FROM Burk Parsons
The Psalmist declared, “Oh how I love your law! It is my meditation all the day” (Ps. 119:97). Why would anyone love the law of God? Why would we love that which constantly tells us what miserable wretches we are, daily points out all our shortcomings, relentlessly reminds us of all our death-deserving sins, and keeps knocking us down to our knees, leaving us crying out for help?
The truth of the matter is that not just anyone loves the law of God but only those who have been set free by our law-giving, law-keeping, and law-liberating Savior. We love the law of God not because we possess some sort of inherent self-inflicting, self-deprecating sadistic disposition toward ourselves, but because, in His electing grace, God set His glorious and enduring love upon us, laid His eternal claim upon us, took hold of us and clutches us in the palm of His strong and steadfast hand, and made us His dutiful bondslaves that we might be free to delight in His law in our inner being (Rom. 7:22–25) and strive to observe all the commands of Christ (Matt. 28:20), who by no means abolished the Law but fulfilled it perfectly in our behalf (Matt. 5:17). His death is our life. His fulfillment is our freedom. His duty is our delight.
Our abundant life of freedom in Christ is not a freedom to do anything we want to do but to have the uninterrupted, Spirit-sustaining power to do what we know we ought to do as the Holy Spirit changes our wants and daily makes all of our God-given duties delightful as we rest in the finished work of Christ (Rom. 8:3–4).
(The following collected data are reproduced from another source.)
PR #2807, opened 2016-12-05
Add back NO COVER to gRPC ImportError branch

jonparrott:


core/google/cloud/_helpers.py
```diff
@@ -34,7 +34,7 @@
     import grpc
     from google.auth.transport.grpc import (
         AuthMetadataPlugin)  # pragma: NO COVER
-except ImportError:
+except ImportError:  # pragma: NO COVER
```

The Holy Spirit sovereignly uses the law in several ways — to teach us about our Creator, to give us a glimpse of His righteousness, holiness, and justice, to restrain sin, to give us a glimpse of the heinous nature of our sin, to drive us to our knees in liberating repentance, to prompt us to cry out daily for help, to guide us in our lives as we strive to die more and more unto sin and live unto righteousness (WSC 35), and to encourage us to lift our eyes to Jesus Christ, the only mediator between God and man, who alone is our righteousness, who alone fulfilled the law perfectly, in whom we rest by faith, and faith alone, and to whom we are eternally united because the Father has declared us righteous on account of the substitutionary righteousness of Christ that has been imputed to us, and our sin imputed to Him, fully and finally.